白キツネから産まれたと、いわくつきの、高名な陰陽師、安部晴明を主人公においた夢枕獏、岡野玲子原作の、伝奇ロマン。
荒俣宏(帝都シリーズ)の、おどろおどろしい陰陽道だけではなく、当時の歴史や世情に、あくまでも、人間「安部晴明」を”主”にすえた、ストーリーを、職人監督:滝田洋二郎が、うまく、まとめている。
狂言師・野村萬斎の演じる安部晴明、と、真田広之の演じる敵役・導尊の、”演技合戦”は秀逸。ひとつの大きな見所となっている。

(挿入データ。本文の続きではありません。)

PR #291, opened 2019-04-01
Enabled kubeadm debug log for better troubleshooting.

gyliu513:

Fixes #

**Release note**:

```release-note
Enabled debug log for kubeadm post install.
```

### DIFF
--- a/cmd/clusterctl/examples/openstack/provider-component/user-data/centos/templates/master-user-data.sh
+++ b/cmd/clusterctl/examples/openstack/provider-component/user-data/centos/templates/master-user-data.sh
@@ -147,7 +147,7 @@ networking:
   serviceSubnet: ${SERVICE_CIDR}
 EOF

周囲の脇役に、アイドルを配しているものの、主人公や脚本、演出が、しっかりしているせいか、きちんと引き立て役となっており、消化できているのはすごい。
かえって、柄本明や岸部一徳などの個性派俳優が、活かしきれておらず消化不良なのは、なぜだろう。
いわゆる最近の流行の、国産CGに、ワイヤーアクションも、うまく使って、一級の娯楽作品に仕上がっている。